* **WORK REQUEST**
If a line of the records holds the word "CleanShot", copy it out.

* **PROVIDED INFORMATION**
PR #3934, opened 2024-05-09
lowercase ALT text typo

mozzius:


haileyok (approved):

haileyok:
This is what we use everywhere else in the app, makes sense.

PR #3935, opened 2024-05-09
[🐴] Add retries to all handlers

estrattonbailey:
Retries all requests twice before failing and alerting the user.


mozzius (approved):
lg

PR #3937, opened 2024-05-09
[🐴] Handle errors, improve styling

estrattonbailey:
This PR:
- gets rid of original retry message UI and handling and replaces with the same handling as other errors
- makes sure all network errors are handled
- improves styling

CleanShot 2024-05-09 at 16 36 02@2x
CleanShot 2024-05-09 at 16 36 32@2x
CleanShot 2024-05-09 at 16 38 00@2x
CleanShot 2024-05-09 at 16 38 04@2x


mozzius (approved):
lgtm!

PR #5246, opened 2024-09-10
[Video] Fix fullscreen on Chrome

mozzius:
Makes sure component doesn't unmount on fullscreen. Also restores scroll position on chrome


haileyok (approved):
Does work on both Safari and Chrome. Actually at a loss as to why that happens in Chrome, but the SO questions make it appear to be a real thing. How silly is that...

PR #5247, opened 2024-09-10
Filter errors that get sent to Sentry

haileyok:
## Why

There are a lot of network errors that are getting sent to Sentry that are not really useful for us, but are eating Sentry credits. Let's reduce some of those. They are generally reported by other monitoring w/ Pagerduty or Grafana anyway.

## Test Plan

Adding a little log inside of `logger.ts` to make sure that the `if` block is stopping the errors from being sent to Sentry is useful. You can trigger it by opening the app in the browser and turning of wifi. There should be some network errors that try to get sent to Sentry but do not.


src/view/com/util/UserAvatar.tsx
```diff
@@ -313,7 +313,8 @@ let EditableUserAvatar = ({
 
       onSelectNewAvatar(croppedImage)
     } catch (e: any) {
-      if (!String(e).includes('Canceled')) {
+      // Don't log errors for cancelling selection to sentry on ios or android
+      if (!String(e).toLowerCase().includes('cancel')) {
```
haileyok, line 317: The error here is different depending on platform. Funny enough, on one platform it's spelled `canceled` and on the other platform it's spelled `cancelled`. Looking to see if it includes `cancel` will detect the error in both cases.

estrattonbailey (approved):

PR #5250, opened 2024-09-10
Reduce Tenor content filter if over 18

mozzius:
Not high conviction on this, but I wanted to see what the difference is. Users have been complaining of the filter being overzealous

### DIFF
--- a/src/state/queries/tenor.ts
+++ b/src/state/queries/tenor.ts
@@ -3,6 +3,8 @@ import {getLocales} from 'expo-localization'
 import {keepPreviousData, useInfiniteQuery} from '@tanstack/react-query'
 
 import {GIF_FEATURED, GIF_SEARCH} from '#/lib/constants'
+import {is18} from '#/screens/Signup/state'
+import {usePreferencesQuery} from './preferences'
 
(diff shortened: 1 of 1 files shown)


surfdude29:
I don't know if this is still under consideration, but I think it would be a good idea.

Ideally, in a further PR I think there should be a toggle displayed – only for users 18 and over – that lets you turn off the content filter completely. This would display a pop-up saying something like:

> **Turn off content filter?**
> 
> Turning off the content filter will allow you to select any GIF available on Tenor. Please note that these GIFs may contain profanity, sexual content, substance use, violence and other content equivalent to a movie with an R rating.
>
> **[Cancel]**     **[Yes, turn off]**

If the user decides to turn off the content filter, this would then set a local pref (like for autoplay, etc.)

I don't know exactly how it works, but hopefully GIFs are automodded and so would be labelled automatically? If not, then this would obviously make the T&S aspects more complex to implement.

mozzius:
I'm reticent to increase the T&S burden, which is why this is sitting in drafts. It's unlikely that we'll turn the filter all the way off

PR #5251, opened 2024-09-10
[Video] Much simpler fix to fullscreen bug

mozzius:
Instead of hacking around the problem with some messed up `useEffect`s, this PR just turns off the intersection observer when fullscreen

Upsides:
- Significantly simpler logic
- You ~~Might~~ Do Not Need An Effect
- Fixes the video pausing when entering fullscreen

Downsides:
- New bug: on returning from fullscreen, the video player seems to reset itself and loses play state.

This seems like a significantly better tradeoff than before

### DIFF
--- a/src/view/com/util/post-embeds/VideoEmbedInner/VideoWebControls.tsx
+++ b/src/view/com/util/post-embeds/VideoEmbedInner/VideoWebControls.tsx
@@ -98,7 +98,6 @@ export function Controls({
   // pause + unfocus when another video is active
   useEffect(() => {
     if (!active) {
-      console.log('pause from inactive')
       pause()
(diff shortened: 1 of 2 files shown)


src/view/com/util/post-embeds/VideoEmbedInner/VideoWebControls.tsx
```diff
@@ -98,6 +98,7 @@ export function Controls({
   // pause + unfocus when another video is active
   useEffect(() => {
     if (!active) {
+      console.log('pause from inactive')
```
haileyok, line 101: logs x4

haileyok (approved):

* **ANSWER TO THE PROBLEM**
CleanShot 2024-05-09 at 16 36 02@2x
CleanShot 2024-05-09 at 16 36 32@2x
CleanShot 2024-05-09 at 16 38 00@2x
CleanShot 2024-05-09 at 16 38 04@2x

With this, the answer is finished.